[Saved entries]
::::::::::

PR #87811, opened 2022-06-17
Fix ignored shards detection

idegtiarenko:
When created index could not be assigned has a replica it has following shard assignment:
`ShardAssignment[nodeIds=[], unassigned=2, ignored=1]`

Above record means that 2 shards (primary and replica) are unassigned, but only 1 is ignored (replica).
It turns out that replicas are ignored when corresponding primaries are not assigned. This should be reflected in the check.

This issue is reproduced by: `SimpleIndexStateIT. testFastCloseAfterCreateContinuesCreateAfterOpen`.


server/src/main/java/org/elasticsearch/cluster/routing/allocation/allocator/ShardAssignment.java
```diff
@@ -15,13 +15,18 @@
...
 import static java.util.stream.Collectors.toUnmodifiableSet;
 
-public record ShardAssignment(Set<String> nodeIds, int unassigned, int ignored) {
+public record ShardAssignment(Set<String> nodeIds, int total, int unassigned, int ignored) {
 
-    public boolean isIgnored() {
-        return ignored > 0 && nodeIds.isEmpty();
+    public ShardAssignment {
+        assert total > 0 : "Shard assignment should not be empty";
+        assert nodeIds.size() + unassigned == total : "Shard assignment should account for all shards";
```
DaveCTurner, line 22: Can we also assert that `ignored` is one of `0`, `total-1` or `total` depending (respectively) on whether we're ignoring nothing, just replicas, or all copies?

DaveCTurner (approved):
LGTM

PR #87813, opened 2022-06-17
Remove default-value parameters from non-core queries

romseygeek:
This slims down the representations of all remaining queries not in the core
* percolate
* function_score
* script_score
* pinned

Relates to #76515


javanna (approved):
LGTM

Issue #87625, opened 2022-06-14
Integrate ANN into `_search` endpoint


jtibshirani:
Currently approximate nearest neighbor search is powered by its own `_knn_search` endpoint. We introduced ANN in a separate endpoint because there were big open questions around how it should integrate with the search API (for example around score combination, aggregations, pagination, etc.) We now have a better understanding on many of these topics and plan to integrate ANN into `_search`.

### Proposed API

ANN will be powered by a new `knn` section in the search request:

```
POST products/_search
{
  "query": {
    "multi_match": {
      "query": "black flower dress",
      "fields": ["title", "description"],
      "boost": 0.9
    }
  },
  "knn": {
    "field": "title_vector",
    "query_vector": [0.3, 0.1, ...],
    "k": 5,
    "num_candidates": 50,
    "boost": 0.1
  },
  "size": 20
}
```

This search finds the global top k=5 vector results, finds all term-based matches, combines them, and finally takes the top 20 top-scoring results. One way to think about it: it's just a normal search, but the `knn` section adds `k` additional matching documents based on vector similarity, like taking a boolean disjunction between the query and the ANN search. You can page through search results as usual, in case you've retrieved more interesting vector and term-based matches than fit on one page.

**Scoring.** In this initial version we'll compute the score of each hit as a weighted sum of the vector and term-based scores. This matches the usual way scores are combined in Elasticsearch, by summing query scores with optional boosts. In the future we can consider other ways of combining scores like reciprocal rank fusion.

**Retrieval.** The top `k` vector results represent the global nearest neighbors across all shards. This contrasts with a shard-centric approach, where we would retrieve the `k` nearest neighbors per shard. In a shard-centric approach, there would actually be `k * num_shards` matches, which you could see while paging through results, etc. We think the global behavior will be more predictable and easier to understand, especially when searching across multiple indices, where each index could have a different number of shards.

The new `knn` section would **still be marked experimental/ technical preview**. Making ANN generally available (GA) is a separate step.

### Implementation

A naive implementation would create a bool query on each shard, taking a disjunction between the term-based `query` and a "knn" query that retrieves `k` nearest documents. But this would give the shard-centric behavior described above, where there are `k * num_shards` total vector matches, instead of a global top `k`.

Our current plan is to perform ANN during an initial search phase that runs before the query phase. Specifically:
[...]

PR #87815, opened 2022-06-17
Move kNN search and dense vectors to core

jtibshirani:
This PR proposes moving kNN search and dense vector support out of an xpack
plugin and into server.

In #87625 we plan to integrate ANN search into the main `_search` endpoint as a
new top-level component called `knn`. So kNN will be a dedicated part of the
search request, and we'll have kNN logic within the search phases. The classes
and logic will live in server, matching the other search components like
suggesters, field collapsing, etc.

Why can't we leave dense vector in its own plugin, and just add kNN search
logic in server?
* This makes testing more difficult/ confusing, since kNN search can only be
exercised effectively using dense vector fields. All tests for kNN search would
need to live in the dense vector plugin, although kNN is part of core search.
* It feels cleanest for all logic related to kNN search to live in the same
place.


server/src/main/java/org/elasticsearch/index/mapper/MappingLookup.java
```diff
@@ -257,8 +258,8 @@ public PostingsFormat getPostingsFormat(String field) {
      */
     public KnnVectorsFormat getKnnVectorsFormatForField(String field) {
         Mapper fieldMapper = fieldMappers.get(field);
-        if (fieldMapper instanceof PerFieldKnnVectorsFormatFieldMapper) {
-            return ((PerFieldKnnVectorsFormatFieldMapper) fieldMapper).getKnnVectorsFormatForField();
+        if (fieldMapper instanceof DenseVectorFieldMapper) {
```
javanna, line 261: drive-by comment, that has little to do with this change specifically, as this logic was already here. Do we need an additional public method in MappingLookup for this? Would it make sense to streamline this into the Mapper base class to be overridden by DenseVectorFieldMapper?

jtibshirani: Yes, I'm not sure why I thought we needed this! I can remove that `MappingLookup` method now. I am not sure if we want a new top-level method `Mapper#getKnnVectorsFormatForField`, as opposed just doing an `instanceof` check for `DenseVectorFieldMapper`? My inspiration for this change was `CompletionFieldMapper`, which has a special package-private method to define `PostingsFormat`.

mayya-sharipova (approved):
@jtibshirani Thanks, this arrangement LGTM.

server/src/main/java/org/elasticsearch/index/mapper/MappingLookup.java
javanna: thanks for the background Alan, makes sense to me as well.

modules/lang-painless/src/main/generated/whitelist-json/painless-score.json
```diff
@@ -1 +1 @@
...
...tUtils$DecayNumericLinear","name":"decayNumericLinear","return":"double","read_only":4,"parameters":["double","double","double","double","double"]},{"declaring":"org.elasticsearch.script.VectorScoreScriptUtils$DotProduct","name":"dotProduct","return":"double","read_only":3,"parameters":["org.elasticsearch.script.ScoreScript","java.util.List","java.lang.String"]},{"declaring":"org.elasticsearch.script.VectorScoreScriptUtils$L1Norm","name":"l1norm","return":"double","read_only":3,"parameters":["org.elasticsearch.script.ScoreScript","java.util.List","java.lang.String"]},{"declaring":"org.elasticsearch.script.VectorScoreScriptUtils$L2Norm","name":"l2norm","return":"double","read_only":3,"parameters":["org.elasticsearch.script.ScoreScript","java.util.List","java.lang.String"]},{"declaring":"org.elasticsearch.script.ScoreScriptUtils$RandomScoreDoc","name":"randomScore","return":"double","read_only":2,"parameters":["org.elasticsearch.script.ScoreScript","int"]},{"declaring":"org.elasticsearch.script.ScoreScriptUtils$RandomScoreField","name":"randomScore","return":"double","read_only":3,"parameters":["org.elasticsearch.script.ScoreScript","int","java.lang.String"]}],"instance_bindings":[]}
```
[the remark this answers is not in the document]
jtibshirani: Some of the full class names changed they were renamed, like `org.elasticsearch.script.VectorScoreScriptUtils$CosineSimilarity`.

PR #87821, opened 2022-06-18
Make DiskThresholdDecider a little faster

original-brownbear:
This is the most expensive allocator left in many-shards benchmarks.
It gets a little faster with this change iterating over the cheaper
array and inlining a little nicer by having specialized methods
for the two cached states.
Also removed needless varags on the generic states method which is almost exclusively used in tests now (only a single prod use case left).

relates #77466


server/src/main/java/org/elasticsearch/cluster/routing/RoutingNode.java
```diff
@@ -213,29 +213,34 @@ public int numberOfShardsWithState(ShardRoutingState... states) {
...
 
+    private static final ShardRouting[] EMPTY_SHARD_ROUTING_ARRAY = new ShardRouting[0];
+
+    public ShardRouting[] initializing() {
+        return initializingShards.toArray(EMPTY_SHARD_ROUTING_ARRAY);
+    }
+
+    public ShardRouting[] relocating() {
+        return relocatingShards.toArray(EMPTY_SHARD_ROUTING_ARRAY);
+    }
```
idegtiarenko, line 242: Is it better to use `.toArray(ShardRouting[]::new)` in those two cases to avoid a constant?

idegtiarenko (approved):

server/src/main/java/org/elasticsearch/cluster/routing/RoutingNode.java
original-brownbear: I always thought the empty array version was still the fastest. Probably doesn't matter too much even here, but with the empty case so likely here I figured that was even more true since we always use the same constant array then.

original-brownbear:
Thanks Ievgen!

PR #87843, opened 2022-06-20
Fix optimization in BalancedShardsAllocator

original-brownbear:
The optimization for a `null` does not apply today as we never pass `null` to this method, it should special case plain `YES` instead.

relates #77466


idegtiarenko (approved):

original-brownbear:
Thanks Ievgen!

Issue #31549, opened 2018-06-25
Consider adding support for OFFSET


astefan:
At the moment, ES SQL supports `LIMIT` only. Would be helpful to also support `OFFSET` to allow users to use pagination.

flydocs-jignesh:
Any hope?

astefan:
@flydocs-jignesh As an update, OFFSET is not on our near future feature list.

miaoj0312:
How long?

hank583746309:
I want know how long . can support 'offset' too. dear~

caihaibin1991:
me too.... dear ....

thomasj-git:
Hope to support offset as soon as possible!!!!

caihaibin1991:
I use /_xpack/sql/translate to turn the sql to be es sql, and then append from to strip the offset ....

leanderli:
It's really useful.Hope to support it ...

wdgrantham:
Just hopping on here.  I've been migrating a very large MySQL database over to elastic search to improve search speed.  A key part of my application is allowing my users to pull lots of data from my database, and I've historically used offsets to ensure that they don't get duplicate records.  

Now that I know that elastic search sql doesn't support offsets, I'm having to write some funky logic to do it manually.  For example, where I used to use a simple offset command like this: 

`SELECT fn, ln, addr from "Db"."Table" WHERE (fn like 'And%') LIMIT 5000 OFFSET 5000`

I'm now having to write something like this:

``SELECT id, fn, ln, addr from "Db"."Table" WHERE (fn like 'Jam%') and (id > ${last_id_user_downloaded} ) ORDER BY id LIMIT 5000``

Then I have to strip the `id` field from the results of all the rows before I create the download.

Would really appreciate if you all could support `OFFSET`

chenrenfei:
Why not consider pagination by sql？
and provide an example？

Mokaful:
I'm very very very eager for pagination.when can we get it?

leanderli:
> I'm very very very eager for pagination.when can we get it?

Opendistro-for-elasticsearch SQL support it and powerful.

sephiroka:
Does new version's ES-SQL provide solutions to help paging?

cloder:
Is there any news about this?

astefan:
OFFSET is not on our map at the moment.
[...]

PR #87846, opened 2022-06-20
Add support for 'size' in EQL Sample queries

luigidellaquila:
EQL queries allow to pass a "size" parameter to limit the number of returned results:

```
{
  "size": 3,
  "query": "<an EQL query>"
}
```

This PR adds support for this parameter on Sample queries.


x-pack/plugin/eql/src/main/java/org/elasticsearch/xpack/eql/execution/sample/SampleIterator.java
```diff
@@ -174,8 +178,16 @@ private void finalStep(ActionListener<Payload> listener) {
                 if (docGroupsCounter == maxCriteria) {
                     List<SearchHit> match = matchSample(sample, maxCriteria);
                     if (match != null) {
-                        finalSamples.add(match);
-                        samples.add(new Sample(sampleKeys.get(responseIndex / maxCriteria), match));
+                        if (samplesDiscarded < limit.offset()) {
```
astefan, line 181: WHy do you use both offset and limit?

astefan (commented):
Left some comments

x-pack/plugin/eql/src/main/java/org/elasticsearch/xpack/eql/plan/physical/SampleExec.java
```diff
@@ -24,20 +25,22 @@
 public class SampleExec extends PhysicalPlan {
 
     private final List<List<Attribute>> keys;
+    private final Limit limit;
```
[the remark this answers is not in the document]
luigidellaquila: That's what I did at first, but then I realized that a Limit could have a few advantages:
- it's consistent with the other EQL command implementations (eg. SequenceMatcher uses a Limit as well)
- it anticipates the need for pagination, that is pretty natural in most scenarios (see also [here](https://github.com/elastic/elasticsearch/issues/31549))
- it doesn't really add any significant complication or overhead

Anyway, it's not strictly necessary for the scope of this PR, so let's discuss it; if there is no agreement, I can easily reduce it to a number.

x-pack/plugin/eql/src/main/java/org/elasticsearch/xpack/eql/execution/sample/SampleIterator.java
luigidellaquila: As long as we have Limit (see previous comment), IMHO it makes sense to have a complete support for it.
The logic is trivial and the added value could be significant: with a small additional effort on syntax, we'll have at least a basic support for pagination.

astefan: Then why not having Limit as a node in the logical plan tree (vs a property of Sample plan)? (like SQL and EQL do it)

luigidellaquila: Good point, checking

x-pack/plugin/eql/src/main/java/org/elasticsearch/xpack/eql/parser/LogicalPlanBuilder.java
```diff
@@ -102,7 +102,13 @@ public Object visitStatement(StatementContext ctx) {
             if (ctx.pipe().size() > 0) {
                 throw new ParsingException(source(ctx.pipe().get(0)), "Samples do not support pipes yet");
             }
-            return plan;
+            LimitWithOffset limitPlan = new LimitWithOffset(
```
Luegg, line 105: nit pick

```suggestion
            return new LimitWithOffset(
```

x-pack/plugin/eql/src/main/java/org/elasticsearch/xpack/eql/parser/LogicalPlanBuilder.java
```diff
@@ -102,7 +102,13 @@ public Object visitStatement(StatementContext ctx) {
             if (ctx.pipe().size() > 0) {
                 throw new ParsingException(source(ctx.pipe().get(0)), "Samples do not support pipes yet");
```
Luegg, line 103: Shouldn't support for pipes now also be possible since limit and offset are both supported?

astefan: No, because the limit/size comes from a request parameter, not from the query itself (through the query parser).

Luegg: but it works with `sequence`, doesn't it? why would `sample` be different in this regard?

astefan: With `sequence` you have `| head 5 | tail 3 | head 1`. How do you do this with `sample`s?

luigidellaquila: I see HEAD and TAIL as very natural operators for sequences, that have well defined semantics defined by their order (eg. `TAIL 10`: give me last ten - more recent - events). 
Samples, on the other hand, do not have a natural order: "last ten samples" is not a clear concept by itself.
In this context, LIMIT/OFFSET is much more similar to the SQL equivalent, where you just need a way to retrieve the results in batches or to show them in a UI in pages.
I agree with @Luegg on the fact that we could support pipes here eventually, but we probably need some slightly different syntax, eg `| LIMIT 10 OFFSET 20`; or reuse HEAD with `| OFFSET 20 | HEAD 10`, though it seems less natural in this context.

astefan: @Luegg, as @luigidellaquila well put this, re-using `HEAD` and `TAIL` doesn't reflect the nature of `sample`s which do not have a chronological ordering concept, like `sequence`s do. The only type of ordering that make sense is the one on the join keys, but at that point the simple concepts of `HEAD` and `TAIL` are not enough to express the multitude of ordering options available (order by first join key asc, order by the second join key desc, order by the third join key asc and so on; or order by all keys asc, or all keys desc, but at that point one would ask the question why cannot I order by each key individually etc). At this point in the evolution of `sample`s, I believe having a circuit breaker and a simple way of limiting (without computing all the samples) the number of results returned, is enough. With time, and more input from users, we can evaluate our options in providing something more advanced and more granular in terms of limiting the number of results and, at the same time, sorting the results.

luigidellaquila: @Luegg I agree with you, tail is definitely not straight forward at this stage.
Also for a proper implementation of pipes on samples (and limit/offset in particular), I think we still need to define a few small details that do not really fit in the scope of this PR. 
For this specific one, I'd suggest to stick to the original goal, but keeping a door open for further improvements.

luigidellaquila:

x-pack/plugin/eql/qa/common/src/main/resources/test_sample.toml
```diff
@@ -250,3 +250,61 @@ expected_event_ids  = [18,11]
 join_keys = ["doom","win10"]
 
 
+[[queries]]
+name = "size0"
+size = 0
```
astefan, line 255: Other eql queries use `size` as well, but none of them require the toml tests to have `size` in them. I'm wondering if there isn't any other way to test `size` given that so far there was no need for `size` in IT toml tests.

astefan (commented):
There were two approaches in this PR regarding `size`:
- a Sample having a `size` attribute, which I don't believe it's something that the sample node must have
- a Limit logical plan with a Sample logical plan child node

In the latter case (the one in the PR at this point), transforming the logical plan into a physical one doesn't follow the usual steps. For example, the `Mapper` is the one that generates physical plans based on the logical ones and, according to what's in there already a `LimitWithOffset` should map to a `LimitWithOffsetExec`. In your case, `SampleExec` physical plan includes a `Limit`, but it should in fact belong to a physical plan having as parent a `LimitWithOffsetExec`.

x-pack/plugin/eql/qa/common/src/main/resources/test_sample.toml
luigidellaquila: > For example, the Mapper is the one that generates physical plans based on the logical ones and, according to what's in there already a LimitWithOffset should map to a LimitWithOffsetExec. In your case, SampleExec physical plan includes a Limit, but it should in fact belong to a physical plan having as parent a LimitWithOffsetExec.

I'm not sure I got this comment: `LimitWithOffset+Sample` logical plan is transformed to `LimitWithOffsetExec+SampleExec`, then `QueryFolder.FoldLimit` rule applies the limit (from LimitWithOffsetExec) to SampleExec, that is then used to build SampleIterator.
This is the exact same thing that happens for Sequence execution planning.

About "size" in the tests, we have unit tests (mostly for the execution planning, plus some specific tests for the algorithms) in Java, but they do not fully execute any query (mocking the full execution is extremely convoluted due to the usage of internal - Server - components in the execution, that cannot be instantiated in our tests). 
The only real execution tests we have are TOML tests, this is why I added a size attribute there. It allows us to test the size on a full execution path.
In addition, I think also Sequence tests can take advantage of it.

x-pack/plugin/eql/src/main/java/org/elasticsearch/xpack/eql/execution/sample/SampleIterator.java
bpintea: Pagination won't work without state. 
Without reading the comments first, I also found this code confusing and had to check if we provide a non-null offset anywhere. I guess this could be clarified with a comment, but not sure where such a comment should be placed (if we ever add an offset, a comment placed here will nearly certainly not be updated/removed).
IMO, since the logic is trivial, it could be added when actually needed. But I guess it could also be kept.

bpintea (approved):
lgtm

astefan (commented):
Left few more, minor comments.

astefan (approved):
LGTM

x-pack/plugin/eql/qa/common/src/main/java/org/elasticsearch/test/eql/BaseEqlSpecTestCase.java
```diff
@@ -46,6 +46,7 @@ public abstract class BaseEqlSpecTestCase extends RemoteClusterAwareEqlRestTestC
      * For now, every value will be converted to a String.
      */
     private final String[] joinKeys;
+    private final Integer size;
```
costin, line 49: I have only one nitpick around the usage of Integer (object) instead of a primitive.
The sign doesn't seem to be used (head and tail take care of where the limit is applied) hence why not use the negative value as indicator that the size is out of band and thus unspecified?
As Integer, size has 3 states - valid if >=0, unspecified if null and invalid if <0.
What I'm saying is using only 2 through a primitive (int) - valid if >=0, unspecified if <0.

costin (approved):
LGTM with a small nitpick.

What happens if both size and limit are specified?

x-pack/plugin/eql/qa/common/src/main/java/org/elasticsearch/test/eql/BaseEqlSpecTestCase.java
luigidellaquila: > What happens if both size and limit are specified?

Do you mean something like `... | tail n` with n different from size?
For samples, at this stage, pipes are not supported yet, so it cannot happen.
For sequences, both conditions are applied, so the smaller one prevails; this seems a reasonable behavior, so I'd say we could have the same for samples in the future

PR #87849, opened 2022-06-20
[TSDB] Expose `aggregate_metric_double` fields as their own field type instead of `double`

csoulios:
Fields of type `aggregate_metric_double` are currently exposed in the [field caps API](https://www.elastic.co/guide/en/elasticsearch/reference/current/search-field-caps.html) as fields of type `double`

This PR changes this behavior so that `aggregate_metric_double` fields are exposed with their own field type.

## Context

In the past, we had taken the decision to expose fields of type `aggregate_metric_double` as regular `double` fields in the field caps API. This decision intended to hide the complexity of this field from Kibana and only expose it as a simple numeric field. After recent discussions with the Kibana team, we decided that Elasticsearch should be transparent as to when a field is an `aggregate_metric_double` field and Kibana will deal with managing the field type.

## Consequences
**This is a breaking change**


x-pack/plugin/src/yamlRestTest/resources/rest-api-spec/test/aggregate-metrics/100_field_caps.yml
```diff
@@ -0,0 +1,58 @@
+setup:
+  - skip:
+      version: " - 7.15.99"
```
nik9000, line 3: Should this be be 8.4?

csoulios: yes, it was left from copy-paste. changed it now.

romseygeek (approved):
LGTM, thanks @csoulios

csoulios:
@elasticmachine update branch

PR #87706, opened 2022-06-15
Add Lintian overrides to ignore Intel MKL not linked to libc

droberts195:
We don't build these libraries ourselves and the license forbids
us from modifying them in any way, so we won't be able to make
this rule pass on them. All we can do is override it.

Fixes #87632

PR #87850, opened 2022-06-20
[8.2] Add Lintian overrides to ignore Intel MKL not linked to libc

droberts195:
We don't build these libraries ourselves and the license forbids
us from modifying them in any way, so we won't be able to make
this rule pass on them. All we can do is override it.

Backport of #87706


droberts195:
@elasticmachine update branch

::::::::::

Action item: Nothing but the lines from the one with "PR #87850, opened 2022-06-20" through the final line of the records above should appear, each copied exactly.

Answer space:
PR #87850, opened 2022-06-20
[8.2] Add Lintian overrides to ignore Intel MKL not linked to libc

droberts195:
We don't build these libraries ourselves and the license forbids
us from modifying them in any way, so we won't be able to make
this rule pass on them. All we can do is override it.

Backport of #87706


droberts195:
@elasticmachine update branch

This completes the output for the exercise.